*YOUR INSTRUCTIONS*
Would you find each line in the entries below with the string "opened" and copy it?

*SOURCE INFORMATION*
PR #556, opened 2024-07-26
Add example code referenced in issue #452 

ajpowelsnl:
This PR adds example code from Compiler Explorer to `MinLoc` built-in reducer.

PR #576, opened 2024-09-03
Request Clang Formatting for Contributions to Main Project & Documentation Examples

ajpowelsnl:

*ANSWER SPACE*
PR #556, opened 2024-07-26
PR #576, opened 2024-09-03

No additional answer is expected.